Kasus lainnya terjadi di tahun 1995, tahun ini menjadi saksi bisu upaya perampasan kekayaan hayati Indonesia oleh perusahaan kosmetik Shiseido asal Jepang. Terungkap bahwa Shiseido mengajukan 51 permohonan paten yang memanfaatkan tanaman obat dan rempah asli Indonesia. Parahnya lagi, beberapa tanaman tersebut telah mendapatkan hak paten dari Kantor Paten Jepang. Tindakan Shiseido ini memancing perlawanan dari berbagai pihak di Indonesia. Salah satu organisasi non-pemerintah (NGO) maju ke pengadilan Jepang untuk menggugat paten Shiseido. Upaya ini membuahkan hasil.
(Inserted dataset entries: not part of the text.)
PR #856, opened 2020-07-16
Support setting the id value in load_pha with pha2 files (fix #666)

### LINKED ISSUE #666: Cannot specify dataset id when loading pha2 files
I cannot find a way to assign ids when reading a pha type II file. This is relevant for grating data, where CIAO by default builds PHA II files, with spectra for each order, and for the HETGS for HEG and MEG. 

Is there a way of reading in a PHA II file without overwriting a previously loaded one? I've tried to pass in a number like `load_data(100, 'pha2.fits')` hoping I would then get ids 100, 101, 102, ... but that did not work. I also tried passing in a list of names, but I always get:
`Multiple data sets have been input: 1-12` and  Ioose the previously loaded dataset.

I know I can split a PHA II file into PHA I files (that's what I'm doing now), but it sure would be useful if there was a documented way to tell Sherpa which dataset ids to load the data into.

DougBurke:
The `load_pha` function will now use the id argument when given a PHA2 file, where previously it was ignored and the range 1 to nfiles was used for the identifiers of the datasets. Now the range is set to id to id + nfiles - 1 (when id is an integer), or "{}1".format(id) to "{}{}".format(id, nfiles) when id is a string.

# Details

If infile contains 4 files then the datasets loaded are

load_pha(infile) = [1, 2, 3, 4]
load_pha(5, infile) = [5, 6, 7, 8]
load_pha('x', infile) = ['x1', 'x2', 'x3', 'x4']

### DIFF
--- a/sherpa/astro/ui/utils.py
+++ b/sherpa/astro/ui/utils.py
@@ -1739,12 +1739,20 @@ class Session(sherpa.ui.utils.Session):
         multiple data sets can be loaded with this command, as
         described in the `sherpa.astro.datastack` module.
 
+        .. versionchanged:: 4.12.2
+           The id argument is now used to define the first identifier
+           when loading in a PHA2 file (previously they always used
+           the range 1 to number of files).
+
         Parameters
         ----------
         id : int or str, optional
-           The identifier for the data set to use. If not given then
-           the default identifier is used, as returned by
-           `get_default_id`.
+           The identifier for the data set to use. For PHA2 files,
+           that is those that contain multiple datasets, the id value
+           indicates the first dataset: if it is an integer then the
+           numbering starts at id, and if a string then a suffix of 1
+           to n is added.  If not given then the default identifier is
+           used, as returned by `get_default_id`.
         arg
            Identify the data to read: a file name, or a data structure
            representing the data to use, as used by the I/O backend in
@@ -1804,12 +1812,33 @@ class Session(sherpa.ui.utils.Session):
         >>> load_pha('bg', 'x2.fits')
 
         If a type II PHA data set is loaded, then multiple data sets
-        will be created, one for each order.
+        will be created, one for each order. The default behavior is
+        to use the dataset identifiers 1 to the number of files.
 
         >>> clean()
         >>> load_pha('src.pha2')
         >>> list_data_ids()
         [1, 2, 3, 4, 5, 6, 7, 8, 9, 10, 11, 12]
+
+        If given an identifier as the first argument then this is used
+        to start the numbering scheme for PHA2 files. If id is an
+        integer then the numbers go from id:
+
+        >>> clean()
+        >>> load_pha(20, 'src.pha2')
+        >>> list_data_ids()
+        [20, 21, 22, 23, 24, 25, 26, 27, 28, 29, 30, 31]
+
+        If the id is a string then the identtifier is formed by adding
+        the number of the dataset (starting at 1) to the end of
+        id. Note that the `list_data_ids` routine does not guarantee
+        an ordering to the output (as shown below):
+
+        >>> clean()
+        >>> load_pha('x', 'src.pha2')
+        >>> list_data_ids()
+        ['x1', 'x10', 'x11', 'x12', 'x2', 'x3', 'x4', 'x5', 'x6',
+         'x7', 'x8', 'x9']
 
         Create the data set from the data read in by Crates:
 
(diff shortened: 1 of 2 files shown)


DougBurke:
@hamogu does this do what you want? If so then I'll pass it on to Dan for review but I wanted to check first.

sherpa/astro/ui/utils.py
```diff
@@ -1739,12 +1739,20 @@ def load_pha(self, id, arg=None, use_errors=False):
         multiple data sets can be loaded with this command, as
         described in the `sherpa.astro.datastack` module.
 
+        .. versionchanged:: 4.12.2
+           The id argument is now used to define the first identifier
+           when loading in a PHA2 file (previously they always used
+           the range 1 to nummber of files).
```
hamogu, line 1745: typo: number

sherpa/astro/ui/utils.py
```diff
@@ -1841,14 +1870,35 @@ def load_pha(self, id, arg=None, use_errors=False):
...
-                self.set_data(id + 1, pha)
-            if num > 1:
-                info("Multiple data sets have been input: 1-%s" % num)
-        else:
+        if not numpy.iterable(phasets):
             self.set_data(id, phasets)
+            return
+
+        # One issue with the following is that if there's
+        # only one file and id is a string then the
```
hamogu, line 1878: You mean "one dataset in the file" and not "one file", right?

sherpa/astro/ui/utils.py
```diff
@@ -1841,14 +1870,35 @@ def load_pha(self, id, arg=None, use_errors=False):
...
+        # output will be "foo1" rather than "foo" (when
+        # id="foo").  DJB thinks we can live with this.
```
hamogu, line 1880: I think we can call that a feature and not a bug!

DougBurke: I just wanted to note this, as it is subtly different to `load_pha('goo', singlefile)` when singlefile is not a PHA2 container, since this just creates a dataset called `goo`.

sherpa/astro/ui/utils.py
DougBurke: I'm updating the comment to be clearer.

sherpa/astro/ui/utils.py
hamogu: It becomes relevant if the want to make a further enhancement (not for this PR), that allows selecting the PHA rows to read. For HETGS we typically extract 12 rows (HEG and MEG from -3 to +3), but if I already know I'm looking at a weak and relatively soft source, I only need MEG-1 and MEG+1. However, for now, I don't think that's a feature that's important to have because (a) the memory demand is low and (b) people can manipulate the PHAII file outsode of sherpa (e.g. tell tg_extract which orders they want). This might become more important in the future. Arcus will have 4 channels * 20 orders = 80 spectra or peopel could use PHAII file to store, e.g. all ACIS spectra from 154 identified sources in the FOC of an observation. However, I would argue that that's their problem. Sherpa just reads "one file" and if you want less, make a smaller file.

DougBurke: I had briefly thought about being able to specify the ids in some way - e.g. you could name them "megp1", "megm1", ... - but that is a "big" change to how we think about ids, whereas this PR is pretty tiny ;-)

hamogu: That's what I do by hand, i.e. using `copy_data`, but that's for a future PR (which is not hard to build on top of this one.) So far, Sherpa is pretty generic, but I can imagine something like:
```
naming_functions = {'CHANDRA': chandra_namer,
                                  ...}
def chandra_namer(pha2):
    return ['{}_{}'.format(['zero','heg', 'meg','leg'][row['TGPART']],row['TGM']) for row in pha2]
```
and in the load function:
```
try:
    ids = nameing_functions[pha2.meta['TELESCOP']](pha2)
except:
   ids = ... what's in this PR because that works for all instruments ...
```
Not sure if that has to be backend dependent or if there is a way to iterate over rows in a backend-independent way.

anetasie:
@DougBurke an @hamogu does this support `datastacks`? I guess that's the question for @hamogu who can try to use it with `datastacks`.

DougBurke:
datastacks is a whole nother bach of complexity; from what @hamogu has
already reported it looks like there are a lot of "issues" (or design
decisions) with datastacks. I wasn't going to delay this fix to resolve
them as they are separate

hamogu:
I agree with @DougBurke. Datastack are a separate issue - but this work will make is much easier to work with them. After all, datastacks don't have to be created from file, in-memory datasets can be added to a datastack.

Pengadilan Jepang membatalkan paten Shiseido dengan alasan bahwa tanaman-tanaman tersebut telah lama dikenal dan digunakan sebagai bahan baku obat dan kosmetik tradisional Indonesia, yang populer dengan sebutan “jamu”. Pembatalan paten Shiseido menjadi kemenangan bagi Indonesia dalam melawan biopiracy. Kasus ini menjadi pengingat penting tentang pentingnya melindungi kekayaan hayati dan pengetahuan tradisional Indonesia dari eksploitasi pihak asing.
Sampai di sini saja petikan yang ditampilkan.